Letzte Aktualisierung: 07. Dezember 2018

Pressemitteilung

Gemeinsame Pressemitteilung von FDP Bayern und vbw / Spitzengespräch: vbw und FDP werben für Stärkung der Wettbewerbsfähigkeit Bayerns und üben scharfe Kritik an der Arbeit der großen Koalition

07.12.2018 - München

Die vbw – Vereinigung der Bayerischen Wirtschaft e. V. und die FDP Bayern haben ihren gemeinsamen Kurs zur Stärkung der Zukunfts- und Wettbewerbsfähigkeit des Standorts Bayern bekräftigt. Das Präsidium der vbw und Vertreter der FDP Bayern machten in einem Spitzengespräch deutlich, dass sich der Freistaat auf den aktuellen Erfolgen nicht ausruhen darf. Die vbw hofft auf eine starke liberale Kraft, die sich im Bund für eine vernünftige Wirtschaftspolitik und für eine Begrenzung der Sozialausgaben einsetzt.
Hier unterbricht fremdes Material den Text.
PR #2775, opened 2020-05-18
Refactor shared testing code from core_test

wezrule:
In `core_test/testutil.hpp` we have some code which is shared between other test projects as well core libraries. This causes some issues as the core libraries don't include `gtest` so a special MACRO is used so the preprocessor can remove the gtest specific segments. Also because `core_test` is an executable project we cannot link against it, so any changes in `testutil.hpp` may not propagate to these other projects. This file has been stripped out to a new project called `test_common`, this has a gtest dependency, and anything else which is needed by both tests & core libraries has been moved to `testing.hpp/.cpp` of `node` project. Ideally this would be extracted out too, but not done here to keep changes low and it is less of a priority as all test projects currently link against `node`.

`entry.cpp` - Removed `--debug_mass_activity` which was deprecated in v21 (the equivalent `slow_test` can be used instead) which in addition to some other changes completely removes the `system` dependency from this file, which would allow the `system` class to be moved out to a new project entirely in the future (currently `qt_system` is the only non-gtest project which uses `system`. There seems to be an existing issue with `--debug_profile_votes` so this couldn't be tested to completion (active size never goes to 0), the others have been tested.


nano/test_common/testutil.hpp
```diff
@@ -214,61 +212,7 @@ namespace util
...
-	telemetry_data_l.sign (node_id_a);
-	// Signature should be different because uptime/timestamp will have changed.
-	ASSERT_NE (telemetry_data_a.signature, telemetry_data_l.signature);
-	compare_default_telemetry_response_data_excluding_signature (telemetry_data_a, network_params_a, bandwidth_limit_a, active_difficulty_a);
-	ASSERT_EQ (telemetry_data_a.node_id, node_id_a.pub);
-}
-#endif
+void wait_peer_connections (nano::system &);
+void compare_default_telemetry_response_data_excluding_signature (nano::telemetry_data const & telemetry_data_a, nano::network_params const & network_params_a, uint64_t bandwidth_limit_a, uint64_t active_difficulty_a);
+void compare_default_telemetry_response_data (nano::telemetry_data const & telemetry_data_a, nano::network_params const & network_params_a, uint64_t bandwidth_limit_a, uint64_t active_difficulty_a, nano::keypair const & node_id_a);
```
guilhermelawless: As this is now in a new project, should we consider moving these to another header?

wezrule: I didn't want to change structure too much due to the large volume of changes already, but it does make sense to separate this from the util file.

PR #2777, opened 2020-05-18
Add uncemented frontier output CLI command

wezrule:
This adds a CLI command `--debug_unconfirmed_frontiers` to output the frontier and confirmed (cemented) frontier for any accounts which are not yet fully cemented (warning: could output a lot if used on a ledger with large amount of uncemented blocks).


nano/secure/ledger.cpp
```diff
@@ -1203,6 +1203,26 @@ bool nano::ledger::block_not_confirmed_or_not_exists (nano::block const & block_
...
+	auto transaction (store.tx_begin_read ());
+	auto conf_height_i = store.confirmation_height_begin (transaction);
+
+	for (auto i (store.latest_begin (transaction)), n (store.latest_end ()); i != n; ++i, ++conf_height_i)
+	{
+		// Make sure the accounts match
+		debug_assert (conf_height_i->first == i->first);
+		if (i->second.block_count != conf_height_i->second.height)
+		{
+			auto frontier = i->second.head.to_string ();
```
SergiySW: Why to_string? Same for line below

wezrule: Probably artefact from earlier iteration of PR. Doesn't make sense to convert from hash to string back to hash 👎 Good spot!

SergiySW (approved):

PR #2785, opened 2020-05-24
Sequential voting

clemahieu:
There is an increasing amount of information that needs to be tracked for multi-level elections. This is a series of changes in order to decrease the amount of information that needs to be tracked in some of these cases.

* Block post-processing is executed outside of the block's write transaction. This decreases the amount of time the write_transaction needs to be held.
* Extracted dependent_blocks function which iterates over a block's dependencies. The function could_fit is rewritten in terms of this visitor
* Added function can_vote which checks for confirmation on a block's dependencies.
* Modified places where votes can be generated to ensure sequential voting.
* Cleanup on various tests to handle new sequential voting semantics.


nano/node/blockprocessor.hpp
```diff
@@ -27,6 +27,13 @@ enum class block_origin
 	remote
 };
 
+class block_post_events
```
wezrule, line 30: Should make this class `final` as it doesn't have a virtual destructor

nano/node/node.cpp
```diff
@@ -1108,6 +1109,12 @@ void nano::node::block_confirm (std::shared_ptr<nano::block> block_a)
 	}
 }
 
+bool nano::node::block_confirmed (nano::block_hash const & hash_a)
+{
+	auto transaction (store.tx_begin_read ());
+	return store.block_exists (transaction, hash_a) && ledger.block_confirmed (transaction, hash_a);
```
wezrule, line 1115: I've wondered if `block_account_height` (called inside `block_confirmed`) should just return 0 if the block doesn't exist and not actually error. Would save other places having to check if a block exists (like here)

nano/slow_test/node.cpp
```diff
@@ -570,7 +577,11 @@ TEST (confirmation_height, many_accounts_many_confirmations)
 	// Confirm all of the accounts
 	for (auto & open_block : open_blocks)
 	{
-		node->block_confirm (open_block);
+		auto election_insertion_result (node->active.insert (open_block));
+		ASSERT_TRUE (election_insertion_result.inserted);
+		ASSERT_NE (nullptr, election_insertion_result.election);
+		nano::lock_guard<std::mutex> guard (node->active.mutex);
+		election_insertion_result.election->confirm_once ();
```
wezrule, line 584: May need to add this to the new `confirmation_height, many_accounts_send_receive_self` test

nano/core_test/node.cpp
```diff
@@ -2925,7 +2942,7 @@ TEST (node, vote_by_hash_bundle)
 	for (int i = 1; i <= 200; i++)
 	{
 		nano::block_hash hash (i);
```
SergiySW, line 2944: Then this is not required

nano/node/node.cpp
guilhermelawless: Only found this location and it's currently only used for tests, makes sense but could be handled in another PR, what do you think?

wezrule: sure

nano/slow_test/node.cpp
guilhermelawless: Good catch, merged and updated

nano/secure/ledger.cpp
```diff
@@ -1039,57 +1040,90 @@ void nano::ledger::dump_account_chain (nano::account const & account_a, std::ost
...
-		result = ledger.store.block_exists (transaction, block_a.previous ());
+		result[0] = block_a.previous ();
 	}
 	void state_block (nano::state_block const & block_a) override
 	{
-		result = block_a.previous ().is_zero () || ledger.store.block_exists (transaction, block_a.previous ());
-		if (result && !ledger.is_send (transaction, block_a))
+		result[0] = block_a.hashables.previous;
+		result[1] = block_a.hashables.link;
+		if (ledger.is_epoch_link (block_a.hashables.link) || (ledger.store.block_exists (transaction, block_a.hashables.previous) && ledger.is_send (transaction, block_a)))
```
SergiySW, line 1110: I think we need some fail safe version of nano::ledger::is_send () function to save 1 read here while most blocks should have sideband attached

nano/node/active_transactions.cpp
```diff
@@ -183,6 +183,9 @@ void nano::active_transactions::block_cemented_callback (std::shared_ptr<nano::b
 				}
 			}
 		}
+		auto const & account (!block_a->account ().is_zero () ? block_a->account () : block_a->sideband ().account);
+		activate (account);
+		activate (block_a->link ());
```
SergiySW, line 188: Is this function supporting legacy blocks as well? If yes, need destination as well probably. If no, then don't need `block_a->sideband ().account` check

guilhermelawless: Added via `ledger.destination` in https://github.com/nanocurrency/nano-node/pull/2785/commits/c581d1ad6810159210bce80730ca32ad1e0b31ef , which also makes it so that it's not done for link in state receives (we don't want that, will be confirmed by the cementing process). Good catch.

nano/secure/ledger.cpp
guilhermelawless: Nice!

Added a debug_assert to `is_send` in https://github.com/nanocurrency/nano-node/pull/2785/commits/69f4818e84b193443355cd8b09f34709210a1610 similar to `block_source`

The easiest way to save the I/O read imo is an early check that the block has sideband, this is done in https://github.com/nanocurrency/nano-node/pull/2785/commits/a5f8eed2129d75526c2e4c971d96c86c899de947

Die Arbeit der großen Koalition in Berlin zeigt nach den Worten von vbw Präsident Alfred Gaffal, wie dringend notwendig eine Regierungsbeteiligung der FDP in Berlin gewesen wäre. „Die Politik der Bundesregierung zeichnet sich vor allem durch steigende Sozialausgaben und mehr Bürokratie aus. Wirtschaftspolitik kommt kaum vor“, sagte Gaffal. Konkret bemängelte er, dass die Sozialausgaben in diesem Jahr voraussichtlich erstmals die Grenze von einer Billion Euro durchbrechen werden, andererseits aber kein Geld für die Abschreibung der energetischen Gebäudesanierung, für die steuerliche Forschungsförderung, für steuerliche Entlastungen wie die komplette Abschaffung des Solidaritätszuschlags oder die Senkung der Unternehmensteuern vorhanden ist.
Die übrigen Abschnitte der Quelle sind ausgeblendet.